The Duma elections are also taking place following the most brutal crackdown on Russian civil society in recent years. Dozens of independent media outlets, individual reporters, and civil society organizations—including the highly respected, independent pollster Levada-Center and the election monitoring group Golos—have been declared “foreign agents” by the government, severely hampering their work. Prominent opposition activists have been put under house arrest and faced other legal restrictions on spurious grounds like violating COVID-19 restrictions after tweeting about protests. Facing persecution, others were forced to flee Russia.

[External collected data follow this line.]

Issue #1509, opened 2022-08-05
Random failure in ./runtest 222


JHH20:
Reproduced random failure for `./runtest -vdik 222` on x64 WSL2 Ubuntu 20.04
The info below is from one instance of failure where the external data comment is missing

`uftrace replay -f time` output
```
#     TIMESTAMP       FUNCTION
   426883.003490100 | main() {
   426883.003490500 |   a() {
   426883.003490600 |     b() {
   426883.003490700 |       c() {
   426883.003491400 |         getpid();
   426883.003493200 |       } /* c */
   426883.003493500 |     } /* b */
   426883.003493600 |   } /* a */
   426883.003493700 | } /* main */
```
Expected output
```
#     TIMESTAMP       FUNCTION
   426883.003490100 | main() {
   426883.003490101 | /* external-data: user message */
   426883.003490500 |   a() {
   426883.003490600 |     b() {
   426883.003490700 |       c() {
   426883.003491400 |         getpid();
   426883.003493200 |       } /* c */
   426883.003493500 |     } /* b */
   426883.003493600 |   } /* a */
   426883.003493700 | } /* main */
```
`extern.dat` content: `426883.3490101 user message`
- Editing the file to add 2 leading zeros after the decimal does not solve the problem

Above failure might be due to parsing error when timestamp has leading zero (unverified claim)

_Originally posted by @JHH20 in https://github.com/namhyung/uftrace/issues/1063#issuecomment-1206474208_

So far, this test seems to fail in 2 different ways:
- The external-data message is missing entirely
- The message is misplaced between 2 functions rather than directly below main()

I originally thought it might be related to buffering differences between tty and non-tty, but passing a pseudo-tty in ./runtest.py via pty.openpty did not solve the issue.

JHH20:
Adding output when external-data message is misplaced between 2 functions.

Test ran as `./runtest.py -dk 222` and the following was the 4th test
```
#     TIMESTAMP       FUNCTION
    35775.262034200 | __monstartup();
    35775.262035200 | __cxa_atexit();
    35775.262035800 | main() {
    35775.262035800 |   a() {
    35775.262035801 | /* external-data: user message */
    35775.262035900 |     b() {
    35775.262035900 |       c() {
    35775.262036000 |         getpid();
    35775.262036400 |       } /* c */
    35775.262036500 |     } /* b */
    35775.262036600 |   } /* a */
    35775.262036600 | } /* main */
```

[...]

PR #1549, opened 2022-08-19
tests: Fix int conversion issue where zeros were discarded

jonghyeon-an:
This is a fix for the test case found in #1509.

There was a issue where if there was a zero after the decimal point
like 8490.080467500, the zero was deleted when converting to int.

```
  $ uftrace replay -f +time
              [  9250]     8490.080467500 | main() {
              [  9250]     8490.080467800 |   a() {
              [  9250]     8490.080467800 |     b() {
              [  9250]     8490.080467900 |       c() {
     1.200 us [  9250]     8490.080468700 |         getpid();
     2.700 us [  9250]     8490.080470600 |       } /* c */
     2.900 us [  9250]     8490.080470700 |     } /* b */
     3.000 us [  9250]     8490.080470800 |   } /* a */
     3.400 us [  9250]     8490.080470900 | } /* main */
```

After the fix, it converts to 8490.080467501 instead of 8490.80467501.

### Current
```
$ cat uftrace.data/extern.dat 
8490.80467501 user message
```

### After changes
```
$ cat uftrace.data/extern.dat 
8490.080467501 user message
```

### Test result
```
$ ./runtest.py -dik 222
Compiler                  gcc
Test case                 finstrument-fu
------------------------: O0 O1 O2 O3 Os
222 external_data       : OK OK OK OK OK

$ ./runtest.py -dik 222
Compiler                  gcc
Test case                 finstrument-fu
------------------------: O0 O1 O2 O3 Os
222 external_data       : OK OK OK OK OK

$ ./runtest.py -dik 222
Compiler                  gcc
Test case                 finstrument-fu
------------------------: O0 O1 O2 O3 Os
222 external_data       : OK OK OK OK OK

$ ./runtest.py -dik 222
Compiler                  gcc
Test case                 finstrument-fu
------------------------: O0 O1 O2 O3 Os
222 external_data       : OK OK OK OK OK

$ ./runtest.py -dik 222
Compiler                  gcc
Test case                 finstrument-fu
------------------------: O0 O1 O2 O3 Os
222 external_data       : OK OK OK OK OK
```

### DIFF
--- a/tests/t222_external_data.py
+++ b/tests/t222_external_data.py
@@ -50,7 +50,7 @@ class TestCase(TestBase):
             nsec = int(t[point+1:point+10])
 
             # add the external data right after the first line
-            msg = '%s.%d %s\n' % (t[:point], nsec + 1, 'user message')
+            msg = '%s.%09d %s\n' % (t[:point], nsec + 1, 'user message')
 
             data_file = open(os.path.join('uftrace.data', 'extern.dat'), 'w')
             data_file.write(msg)


JHH20:
How about `str.rjust(9, '0')` for python 2.4+ or `str.zfill(9)` for python 2.2.2+?

jonghyeon-an:
Thanks for the comment!
Isn't there a case where the decimal point of timestamp is output as less than 9?
When str.rjust(9, '0') or str.zfill(9) is used, it seems to be a problem when it comes output like 8490.467501.

JHH20:
The width could be set as `len(nsec)` but since uftrace output uses fixed width for the nanosecond portion, I think it's better to go for consistency. Anyways, I just wanted to suggest str method over string concatenation for better legibility.

jonghyeon-an:
If uftrace uses a fixed-point length, I also think it is better to change it for readability. 
Thanks for the confirmation, I'll change to use zfill.

honggyukim:
Thanks for the PR, but this is not correct. We should fix `parse_timestamp` logic instead of changing the test passed.

jonghyeon-an:
@honggyukim, Thanks for the comment!
In issue #1509, not only the parse_timestamp function but also the test case should be changed.
In this issue, the problem that occurs in the parse_timestamp function can be solved by changing the base of the strtoull function, but the other problem occurs in a case such as 8490.080467500 in test222.

honggyukim:
@jonghyeon-an You're right. The leading zeros are needed to compare the result, but how about adding zeros with this?
```diff
diff --git a/tests/t222_external_data.py b/tests/t222_external_data.py
index 48db8ce3..e78b0f97 100644
--- a/tests/t222_external_data.py
+++ b/tests/t222_external_data.py
@@ -50,7 +50,7 @@ class TestCase(TestBase):
             nsec = int(t[point+1:point+10])

             # add the external data right after the first line
-            msg = '%s.%d %s\n' % (t[:point], nsec + 1, 'user message')
+            msg = '%s.%09d %s\n' % (t[:point], nsec + 1, 'user message')

             data_file = open(os.path.join('uftrace.data', 'extern.dat'), 'w')
             data_file.write(msg)
```

jonghyeon-an:
@honggyukim Oh, this way is better! I'll change it.
Thanks for the suggestion :+1:

honggyukim (approved):
LGTM

namhyung (approved):
LGTM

It’s tempting to dismiss the election as fake and the new Duma as wholly illegitimate. But despite the relentless slide into despotism, Russia is still formally a democracy; both Putin and his loyal Duma derive their authority from elections and will be bound by at least a semblance of democratic norms—even if they disdain most of them. And it’s true that most of Russia’s recent repressive laws were steamrolled through a compliant Duma; the law against “foreign agents” passed with only one dissenting vote. But even a sham democracy leaves room for wild cards like Navalny’s Smart Vote, which can subtly shift power dynamics and turn United Russia’s likely win into a pyrrhic victory. The unexpected swell of support for the Communist Party from first-time voters—and with some help from the Smart Vote campaign—may reinvigorate the party and inspire it to mount a more forceful challenge to United Russia. It’s often a depressing and revolting sight, but Russian politics is still worth following.